Migration through extracellular matrix is fundamental to malignant invasion. A receptor for hyaluronan-mediated motility (RHAMM) has previously been shown to play a fundamental role in locomotion of ras-transformed cells as well as functioning in signal transduction. Expression of RHAMM was characterized on B lymphocytes from normal and malignant lymphoid tissues using multiparameter phenotypic immunofluorescence analysis as well as functional analysis of its role in locomotion of malignant hairy cell leukemia B cells. RHAMM is not detectable on most normal B cells located in blood, spleen, or lymph node, but it is detectable on bone marrow and thymic B cells. Among B-cell malignancies, it is expressed on most terminally differentiated B cells from multiple myeloma bone marrows, is present on a subset of non-Hodgkin's lymphomas, and is absent on B chronic lymphocytic leukemia. Activation of peripheral blood B cells by Staphylococcus A cowan (SAC), but not by pokeweed mitogen, induced transient expression of RHAMM at day 3 of culture, suggesting RHAMM may be used by antigen-activated normal B cells. For malignant cells, expression of RHAMM increased on long-term culture of bone marrow plasma cells from multiple myeloma patients, indicating prolonged expression in contrast to the transient expression on SAC-activated normal B cells. Intriguingly, RHAMM was expressed on hairy leukemia cells located in spleen but absent from those in peripheral blood of the same patient. RHAMM, as expressed on splenic hairy cells, was a 58-Kd molecule that binds hyaluronan, is encoded by a 5.2-kb messenger RNA, and participates in locomotion by these cells. Hairy cells locomoted in response to hyaluronan at 4 mu per minute. Monoclonal antibody to RHAMM inhibited this locomotion almost completely as detected using video time-lapse cinemicrography. These observations are consistent with a role for RHAMM in malignant invasion and metastatic growth.

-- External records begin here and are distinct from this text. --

PR #1749, opened 2026-06-27
feat(subtitles): add official bilingual streaming captions

semantic-craft:
## Summary

This PR adds a streaming bilingual subtitle path for Netflix-style players. When both official source and target subtitle tracks are available, Read Frog now renders the official original subtitle together with the official localized subtitle instead of always falling back to machine translation.

Concretely, this adds support for:

- discovering official subtitle tracks from streaming manifests and late JSON/XHR/fetch responses
- pairing official English captions with official target-language subtitles, including Chinese Traditional on Netflix
- aligning English cues to the target-language cue timing with maximum-overlap matching, so cue splits do not truncate or duplicate lines
- preserving the user's selected native Netflix subtitle track instead of forcing English when a usable target subtitle is already enabled
- falling back to native/live subtitle capture when official tracks are unavailable
- parsing Netflix TTML tick-based cue timing

## Product advantage

The main product difference is that this is not just another machine-translated subtitle overlay.

A well-known extension such as Immersive Translate usually solves video bilingual subtitles by taking the selected English subtitle and generating a machine translation. That is useful when no official translation exists, but it cannot provide a perfect official-to-official comparison: the localized line is generated by the translation provider, not taken from the streaming platform's official subtitle asset.

Read Frog can now do better on Netflix when both tracks are present. It keeps the official Chinese Traditional subtitle selected in Netflix, captures the official English caption track separately, and renders them together as a matched bilingual pair. In other words, the viewer gets official English above official Chinese, rather than English plus a machine-generated Chinese translation. This is a stronger experience for language learning because users can compare the original wording with the platform-approved localization.

## Why this was hard

Official subtitle tracks are not segmented the same way across languages. Netflix may split one English sentence across multiple cues while the Chinese subtitle uses a single cue, or the reverse. A simple timestamp overlap would either truncate the English line, duplicate translations, or attach a source cue to the wrong localized line.

The implementation addresses this by using the target-language subtitle timing as the display baseline and assigning each source cue to the target cue with the largest time overlap. That lets Read Frog display complete official English lines above the corresponding official Chinese subtitle, even when the underlying tracks use different cue boundaries.

## Implementation notes

- The page-world interceptor now scans nested manifest-like JSON for timed text downloadables and replays cached tracks when the subtitles runtime starts later.
- Official track selection filters out forced/image/watch-route noise and prefers caption-like English tracks over original-audio metadata tracks.
- Official bilingual subtitles are pre-segmented and bypass machine translation when a valid official source/target pair is available.
- Native subtitle fallback timing now updates live cue end times so fallback subtitles do not linger after the spoken line has ended.

## Validation

- `pnpm type-check`
- `pnpm exec eslint`
- `SKIP_FREE_API=true pnpm vitest run src/utils/subtitles/__tests__/streaming-fetcher.test.ts src/entrypoints/interceptor.content/__tests__/streaming-subtitles-interceptor.test.ts src/entrypoints/subtitles.content/__tests__/universal-adapter.test.ts src/entrypoints/subtitles.content/__tests__/subtitles-scheduler.test.ts`
- `SKIP_FREE_API=true pnpm test` — 166 files passed, 1417 tests passed
- `WXT_SKIP_ENV_VALIDATION=true pnpm exec wxt build`
- Local Chrome extension validation on Netflix with official Chinese Traditional subtitles selected; confirmed official English captions render above the official Chinese subtitle line without truncating the English cue.


semantic-craft:
Withdrawing this official-track approach in favor of #1758.

This PR's goal was official Chinese subtitle + official English subtitle comparison. I still want to support that later, but the full official-track alignment path adds enough parsing, matching, and provider-specific code that compressing it under the current small-PR / sub-1000-line review target would make the implementation incomplete.

The replacement PR first lands the smaller, repeatedly locally tested streaming-caption path: capture the player-rendered English cue and translate it through Read Frog's existing pipeline, similar in user-facing behavior to Immersive Translate. That generic adapter shape has been tested locally on Netflix and HBO Max; #1758 only enables Netflix so the diff stays small and reviewable.

Issue #1369, opened 2026-04-23
[BUG] Options button not working


yaki6:
### Before you report

- [x] I have searched existing issues to avoid duplicates
- [ ] I have tried with the latest available version (or can reproduce on latest)

### Current vs. Expected behavior

Click Options or the gear should leave to the settings page, it's not working

<img width="303" height="245" alt="Image" src="https://github.com/user-attachments/assets/ccecfb4f-3a97-450b-ab22-3def54f94bd4" />

### To Reproduce

1. Click on the extention 
2. Click on gear
3. It's not opening up the setting page

### Which area(s) are affected? (Select all that apply)

Browser Extension

### Provide environment information

```bash
Chrome store 1.32.2
Browser- Arc Version 1.143.2 (79250)
MacOs Tahoe 26.1
```

mengxi-ream:
fixed in https://github.com/mengxi-ream/read-frog/pull/1373

mengxi-ream:
The reason is that Arc doesn't support `browser.runtime.openOptionsPage` api. The fix will release in next version 1.32.3

PR #1777, opened 2026-07-05
fix(extension): open settings via runtime options page

### LINKED ISSUE #1763: [BUG] steam 陪读蛙无法进入 setting 界面
### Before you report

在steam装陪读蛙，无法点击齿轮进入设置界面

### To Reproduce

如上

Browser Extension

_No response_

```bash
1
```

### Additional context

_No response_

lovewave02:
## Summary
- use `browser.runtime.openOptionsPage()` for the default settings entrypoint
- keep routed options-page links on the existing tab/hash fallback path
- add regression coverage for the runtime opener and fallback path

Closes #1763

## Tests
- `SKIP_FREE_API=true pnpm test src/utils/__tests__/navigation.test.ts`
- `pnpm exec eslint src/utils/navigation.ts src/utils/__tests__/navigation.test.ts`
- `SKIP_FREE_API=true pnpm type-check`
- pre-push hook: `nx run @read-frog/extension:lint`, `type-check`, `test` (164 files / 1411 tests passed)


mengxi-ream:
@taiiiyang could you help to review this, also on Windows? maybe steam on MacOS and Windows are slightly different on API.

mengxi-ream:
@taiiiyang Could you please review the latest revision and, if possible, help verify it on Steam?

The implementation now intentionally prefers `browser.tabs.create()` and only falls back to `browser.runtime.openOptionsPage()` when tab creation rejects. We need to keep `tabs.create()` as the primary path because Arc previously could not open the settings page through `runtime.openOptionsPage()` (#1369); that regression was fixed by opening the extension options URL directly in #1373.

I cannot validate the Steam behavior locally on macOS because the Steam client does not appear to provide a way to install or load the extension. The key thing to verify on Steam is whether `browser.tabs.create()` rejects and the runtime fallback successfully opens settings. If `tabs.create()` resolves without showing a page, a catch-based fallback will not be triggered.

taiiiyang:
œœ

> @taiiiyang Could you please review the latest revision and, if possible, help verify it on Steam?
> 
> The implementation now intentionally prefers `browser.tabs.create()` and only falls back to `browser.runtime.openOptionsPage()` when tab creation rejects. We need to keep `tabs.create()` as the primary path because Arc previously could not open the settings page through `runtime.openOptionsPage()` (#1369); that regression was fixed by opening the extension options URL directly in #1373.
> 
> I cannot validate the Steam behavior locally on macOS because the Steam client does not appear to provide a way to install or load the extension. The key thing to verify on Steam is whether `browser.tabs.create()` rejects and the runtime fallback successfully opens settings. If `tabs.create()` resolves without showing a page, a catch-based fallback will not be triggered.

Verified on Steam for both Mac and Windows. 

`browser.runtime.openOptionsPage() ` can properly open the options page.

taiiiyang (approved):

通过细胞外基质迁移是恶性侵袭的基础。透明质酸介导的运动受体(RHAMM)先前已被证明在ras转化细胞的运动中起重要作用,并在信号转导中发挥功能。使用多参数表型免疫荧光分析以及其在恶性毛细胞白血病B细胞运动中的作用的功能分析,对来自正常和恶性淋巴组织的B淋巴细胞上的RHAMM表达进行了表征。在血液、脾脏或淋巴结中的大多数正常B细胞上检测不到RHAMM,但在骨髓和胸腺B细胞上可以检测到。在B细胞恶性肿瘤中,它在多发性骨髓瘤骨髓中大多数终末分化的B细胞上表达,在一部分非霍奇金淋巴瘤中存在,而在B慢性淋巴细胞白血病中不存在。用金黄色葡萄球菌A株(SAC)而非商陆有丝分裂原激活外周血B细胞,可在培养第3天诱导RHAMM的瞬时表达,提示抗原激活的正常B细胞可能利用RHAMM。对于恶性细胞,多发性骨髓瘤患者骨髓浆细胞长期培养时RHAMM表达增加,表明与SAC激活的正常B细胞的瞬时表达相比,其表达持续时间延长。有趣的是,RHAMM在位于脾脏的毛细胞白血病细胞上表达,但在同一患者外周血中的毛细胞白血病细胞上不表达。脾脏毛细胞上表达的RHAMM是一种58-kD的分子,可结合透明质酸,由5.2-kb的信使RNA编码,并参与这些细胞的运动。毛细胞对透明质酸的反应速度为每分钟4微米。使用视频延时电影显微镜检测发现,针对RHAMM的单克隆抗体几乎完全抑制了这种运动。这些观察结果与RHAMM在恶性侵袭和转移生长中的作用一致。